PR #5799, opened 2019-11-11
[3.0.0] Fix account invite flow and account email data

### LINKED ISSUE #5238: Cannot setup a new account for Shop Manager
I am not sure if that is a bug or not. But I am trying to setup a new account and I cannot finish the process successfully.

So, I am not sure what is the process but I can't finish this one.

## Prerequisites

## Issue Description
Providing a clear description of the issue will enable a developer to quickly reproduce and understand the issue. Please provide a detailed description including images, animation and/or videos. For client issues, include browser console errors, for server issues please add terminal output and stack traces.

## Steps to Reproduce
1. bring the platform up using the make command.
2. Login on http://localhost:3000/operator/accounts using default admin@localhost
3. Add name and email, choose Shop manager and click on send invitation
4. I receive the email with a button link to http://localhost:3000/account/enroll/A3p2cRuJsqkJjMyAQ
5. The link sends me to the login page (I was expecting something like set password)
6. Since I do not have login, I click on Register, fill the form and I get an error user already exist with the email.
6.1 If I try to login it say ```User has no password set```

## Possible Solution
If that is not a bug I would expect some clarification on how to do it.

### Versions
```
Node: 11.14.0
NPM: 6.9.0
Meteor Node: 8.15.1
Meteor NPM: 6.9.0
Reaction CLI: 0.29.0
Docker: 18.09.2
```

### LINKED ISSUE #5763: [3.0.0] Deal with context.getAbsoluteUrl calls in email code
There are context.getAbsoluteUrl calls in the email data that now need to point to the other server.

### LINKED ISSUE #5798: [3.0.0] Fix flow for inviting a new admin user
Inviting new shop manager was broken in 3.0.0 when Reaction Admin was split off. Fix it.

aldeed:
Resolves #5798 
Resolves #5763 
Resolves #5238   
Impact: **minor**  
Type: **bugfix**

## Issue
After Reaction Admin was split off from the API in `release-3.0.0` branch
- inviting new admin users no longer works
- some account emails have broken links because they point to resources that are now on a different server.

## Solution
- Creates a new AccountInvites collection to track invited email addresses.
- No longer immediately creates a user record for the invited address
- If an `Account` document is created for an invited email address, automatically add them to the invited permission groups rather than the default group ("customer"), and then delete the AccountInvites doc.

## Breaking changes
From the perspective of the involved users, the flow for inviting admins and accepting the invitations remains the same. The user and account changes behind the scenes are different, so any custom plugins or services relying on the old way may need updates.

## Testing
Prep:
1. Create first admin user on empty db, using register form on Reaction Admin.
2. Create first shop using form shown on Reaction Admin after logging in.
3. Configure emailing for the shop in shop settings. Enter a shop email address and valid SMTP server info.

Invite New
1. On Accounts screen, click Manage Groups and then use the form to invite a new shop manager by email (real email address you can access).
1. Log out
1. Verify that you receive the invite email and it looks correct. (Some text may be missing if you didn't fill out all shop details yet.)
1. Click button in email
1. Verify you go to Reaction Admin URL. Click Register and register with the same email address that was invited.
1. Verify that you have proper access, correct permissions (`roles`) are on your new user doc, and your account has correct `groups` list. In Reaction Admin UI, you may have to refresh once or twice to see the admin UI. This is a separate issue that will be fixed later.

Invite Existing
1. Log out of Reaction Admin.
2. Register a new user with an email address that isn't in the system yet.
3. Verify you receive a welcome email that looks correct, and the new user should have "customer" group permissions.
4. Log out
5. Log in as the first owner user.
6. On Accounts screen, click Manage Groups and then use the form to invite the email address you just created an account for to become a shop manager.
7. Verify that the account now shows as a shop manager in the UI.
8. Log out, and back in with the just-promoted user. Verify you can do shop manager things.


aldeed:
@kieckhafer The groups array issue should be fixed in latest commit.

aldeed:
@kieckhafer If they are in different groups, then that sounds correct. Whatever permissions match the account group they are in would be on their `roles`. The `HK6E` ID in your screen shots is the shop ID so that remains the same.

Second user would be in "customer" group by default. If you then log in as the first user and promote user 2 to "owner" group, I would expect that the roles lists would then match for that shop ID.

kieckhafer:
Ahhh, got it, I'm so used to the old `J8...` shopId I thought this was something different.

aldeed:
@kieckhafer I *think* that is correct. It is working as programmed. The problem is that when you first register, we don't actually know which shop to give you `customer` permissions for. Right now it does no shops. It could instead put you in the `customer` group for EVERY shop. Or for primary shop. This needs more thought, but bottom line is that the `customer` group does not currently really give you any powers, so it's effectively the same to be in no group at all. I suggest you address this properly while working on the new auth system but for now it does not seem like a blocking issue.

WHAT THIS TASK INVOLVES: Every line above from the line with "## Steps to Reproduce" to the line with "## Breaking changes" is wanted, ends included; write them out exactly and add no other line.

PROBLEM SOLUTION:
## Steps to Reproduce
1. bring the platform up using the make command.
2. Login on http://localhost:3000/operator/accounts using default admin@localhost
3. Add name and email, choose Shop manager and click on send invitation
4. I receive the email with a button link to http://localhost:3000/account/enroll/A3p2cRuJsqkJjMyAQ
5. The link sends me to the login page (I was expecting something like set password)
6. Since I do not have login, I click on Register, fill the form and I get an error user already exist with the email.
6.1 If I try to login it say ```User has no password set```

## Possible Solution
If that is not a bug I would expect some clarification on how to do it.

### Versions
```
Node: 11.14.0
NPM: 6.9.0
Meteor Node: 8.15.1
Meteor NPM: 6.9.0
Reaction CLI: 0.29.0
Docker: 18.09.2
```

### LINKED ISSUE #5763: [3.0.0] Deal with context.getAbsoluteUrl calls in email code
There are context.getAbsoluteUrl calls in the email data that now need to point to the other server.

### LINKED ISSUE #5798: [3.0.0] Fix flow for inviting a new admin user
Inviting new shop manager was broken in 3.0.0 when Reaction Admin was split off. Fix it.

aldeed:
Resolves #5798 
Resolves #5763 
Resolves #5238   
Impact: **minor**  
Type: **bugfix**

## Issue
After Reaction Admin was split off from the API in `release-3.0.0` branch
- inviting new admin users no longer works
- some account emails have broken links because they point to resources that are now on a different server.

## Solution
- Creates a new AccountInvites collection to track invited email addresses.
- No longer immediately creates a user record for the invited address
- If an `Account` document is created for an invited email address, automatically add them to the invited permission groups rather than the default group ("customer"), and then delete the AccountInvites doc.

## Breaking changes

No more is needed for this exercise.